== Assignment ==
Could you output the entire listing without altering anything?

== Data provided ==
PR #1820, opened 2026-05-19
Soft delete DB rows

### LINKED ISSUE #1698: Soft delete DB rows
Continuing from the improvements in #1640 and #1582, which made insertions update via `ON CONFLICT` (rather than delete then reinsert), our deletes should be soft (meaning rather than removing the row, we mark it as "deleted" (or "archived")). 

This makes recovery much easier and any features (e.g. autosave) much safer.

xgraceyan:
## Issues

Closes #1698


packages/db/migrations/0019_schedule_soft_delete.sql
```diff
@@ -0,0 +1,6 @@
+ALTER TABLE "schedules" ADD COLUMN "archived_at" timestamp with time zone;--> statement-breakpoint
+ALTER TABLE "schedules" ALTER COLUMN "index" DROP NOT NULL;--> statement-breakpoint
+ALTER TABLE "schedules" ADD CONSTRAINT "schedules_archive_index_consistency" CHECK (
```
KevinWu098: this index consistency crap (which i know isn't your introduction) is absolutely hellish.

xgraceyan: What would you recommend then? Maybe we can make the unique index only apply to active rows then that would remove the need for the consistency check

KevinWu098: dunno, i need to think/research it more — i just think that any time we do a constraint which isn't enforced by drizzle, we're really playing with fire

PR #1821, opened 2026-05-19
refactor: RDS

### LINKED ISSUE #1158: Clean up RDS post auth

victorialee13:
## Summary
Refactored rds.ts to modular rds classes

Closes #1158


KevinWu098 (changes requested):
This is not what I had in mind for a refactor of rds — ideally, we should improve the shape of the code in addition to splitting it up.

1. The files are in the rds directory! They don't need a suffix.
2. Why are we bothering to create new classes that just get their methods reexported by rds.ts? This additional layer of indirection is unnecessary and makes reasoning about the code paths (somewhat) harder
3. Why are they classes? Does RDS being a class do anything for us? (this is a historical artifact, but since we're refactoring, we can change this)

The ideal shape would be having `rds/accounts`, `rds/foo`, `rds/bar`, each of which exports their own methods so that consumers can just import { fooMethod } from $rds/foo or something. 

Also open to a barrel file, but bit more ambivalent to that since we try not to barrel file _within_ an `app` (its mostly for stuff like the packages which can be more generic)

victorialee13:
@KevinWu098 Noted! I like the sound of a single barrel file but in that sense it would just keep everything monolithic once again as it doesn't tell sep our schedules, sessions, etc. . I like the sound of this "The ideal shape would be having rds/accounts, rds/foo, rds/bar, each of which exports their own methods so that consumers can just import { fooMethod } from $rds/foo or something."
will implement that now

apps/antalmanac/src/backend/lib/rds/friendships.ts
```diff
@@ -0,0 +1,225 @@
+import type { db } from '@packages/db';
+import type * as schema from '@packages/db/src/schema';
+import { friendships, users } from '@packages/db/src/schema';
+import { and, eq, ExtractTablesWithRelations, ne, or } from 'drizzle-orm';
+import type { PgTransaction, PgQueryResultHKT } from 'drizzle-orm/pg-core';
+
+type Transaction = PgTransaction<PgQueryResultHKT, typeof schema, ExtractTablesWithRelations<typeof schema>>;
+type DatabaseOrTransaction = Omit<typeof db, '$client'> | Transaction;
+
```
KevinWu098: looks like a lot of code duplication. can you take a pass and make a rds/types.ts file or something

KevinWu098 (changes requested):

== Exercise response ==
PR #1820, opened 2026-05-19
Soft delete DB rows

### LINKED ISSUE #1698: Soft delete DB rows
Continuing from the improvements in #1640 and #1582, which made insertions update via `ON CONFLICT` (rather than delete then reinsert), our deletes should be soft (meaning rather than removing the row, we mark it as "deleted" (or "archived")). 

This makes recovery much easier and any features (e.g. autosave) much safer.

xgraceyan:
## Issues

Closes #1698


packages/db/migrations/0019_schedule_soft_delete.sql
```diff
@@ -0,0 +1,6 @@
+ALTER TABLE "schedules" ADD COLUMN "archived_at" timestamp with time zone;--> statement-breakpoint
+ALTER TABLE "schedules" ALTER COLUMN "index" DROP NOT NULL;--> statement-breakpoint
+ALTER TABLE "schedules" ADD CONSTRAINT "schedules_archive_index_consistency" CHECK (
```
KevinWu098: this index consistency crap (which i know isn't your introduction) is absolutely hellish.

xgraceyan: What would you recommend then? Maybe we can make the unique index only apply to active rows then that would remove the need for the consistency check

KevinWu098: dunno, i need to think/research it more — i just think that any time we do a constraint which isn't enforced by drizzle, we're really playing with fire

PR #1821, opened 2026-05-19
refactor: RDS

### LINKED ISSUE #1158: Clean up RDS post auth

victorialee13:
## Summary
Refactored rds.ts to modular rds classes

Closes #1158


KevinWu098 (changes requested):
This is not what I had in mind for a refactor of rds — ideally, we should improve the shape of the code in addition to splitting it up.

1. The files are in the rds directory! They don't need a suffix.
2. Why are we bothering to create new classes that just get their methods reexported by rds.ts? This additional layer of indirection is unnecessary and makes reasoning about the code paths (somewhat) harder
3. Why are they classes? Does RDS being a class do anything for us? (this is a historical artifact, but since we're refactoring, we can change this)

The ideal shape would be having `rds/accounts`, `rds/foo`, `rds/bar`, each of which exports their own methods so that consumers can just import { fooMethod } from $rds/foo or something. 

Also open to a barrel file, but bit more ambivalent to that since we try not to barrel file _within_ an `app` (its mostly for stuff like the packages which can be more generic)

victorialee13:
@KevinWu098 Noted! I like the sound of a single barrel file but in that sense it would just keep everything monolithic once again as it doesn't tell sep our schedules, sessions, etc. . I like the sound of this "The ideal shape would be having rds/accounts, rds/foo, rds/bar, each of which exports their own methods so that consumers can just import { fooMethod } from $rds/foo or something."
will implement that now

apps/antalmanac/src/backend/lib/rds/friendships.ts
```diff
@@ -0,0 +1,225 @@
+import type { db } from '@packages/db';
+import type * as schema from '@packages/db/src/schema';
+import { friendships, users } from '@packages/db/src/schema';
+import { and, eq, ExtractTablesWithRelations, ne, or } from 'drizzle-orm';
+import type { PgTransaction, PgQueryResultHKT } from 'drizzle-orm/pg-core';
+
+type Transaction = PgTransaction<PgQueryResultHKT, typeof schema, ExtractTablesWithRelations<typeof schema>>;
+type DatabaseOrTransaction = Omit<typeof db, '$client'> | Transaction;
+
```
KevinWu098: looks like a lot of code duplication. can you take a pass and make a rds/types.ts file or something

KevinWu098 (changes requested):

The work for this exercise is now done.